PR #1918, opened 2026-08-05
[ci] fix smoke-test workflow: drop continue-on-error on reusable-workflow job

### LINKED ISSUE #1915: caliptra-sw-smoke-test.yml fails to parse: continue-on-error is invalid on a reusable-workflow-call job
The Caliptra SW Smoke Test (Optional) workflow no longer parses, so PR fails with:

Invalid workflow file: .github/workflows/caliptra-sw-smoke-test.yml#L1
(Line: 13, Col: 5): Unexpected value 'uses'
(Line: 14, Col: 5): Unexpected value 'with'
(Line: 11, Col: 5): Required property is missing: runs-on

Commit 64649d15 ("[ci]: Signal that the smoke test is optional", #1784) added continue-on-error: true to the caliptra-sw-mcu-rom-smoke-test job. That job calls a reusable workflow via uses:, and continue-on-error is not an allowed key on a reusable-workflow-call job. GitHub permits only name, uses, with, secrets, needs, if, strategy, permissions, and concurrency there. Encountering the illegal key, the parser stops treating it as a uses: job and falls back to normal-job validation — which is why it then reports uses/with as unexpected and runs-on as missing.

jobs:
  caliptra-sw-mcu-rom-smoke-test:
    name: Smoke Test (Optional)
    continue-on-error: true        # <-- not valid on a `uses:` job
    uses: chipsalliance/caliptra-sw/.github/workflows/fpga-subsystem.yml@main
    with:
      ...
============================================================
§ **WHAT TO WORK ON**:
Please, from the material above, copy only the lines from the line with "[ci] fix smoke-test" up to and including the line with "(Line: 11, Col: 5): Required", exactly as written.

§ **EXERCISE RESULT**:
[ci] fix smoke-test workflow: drop continue-on-error on reusable-workflow job

### LINKED ISSUE #1915: caliptra-sw-smoke-test.yml fails to parse: continue-on-error is invalid on a reusable-workflow-call job
The Caliptra SW Smoke Test (Optional) workflow no longer parses, so PR fails with:

Invalid workflow file: .github/workflows/caliptra-sw-smoke-test.yml#L1
(Line: 13, Col: 5): Unexpected value 'uses'
(Line: 14, Col: 5): Unexpected value 'with'
(Line: 11, Col: 5): Required property is missing: runs-on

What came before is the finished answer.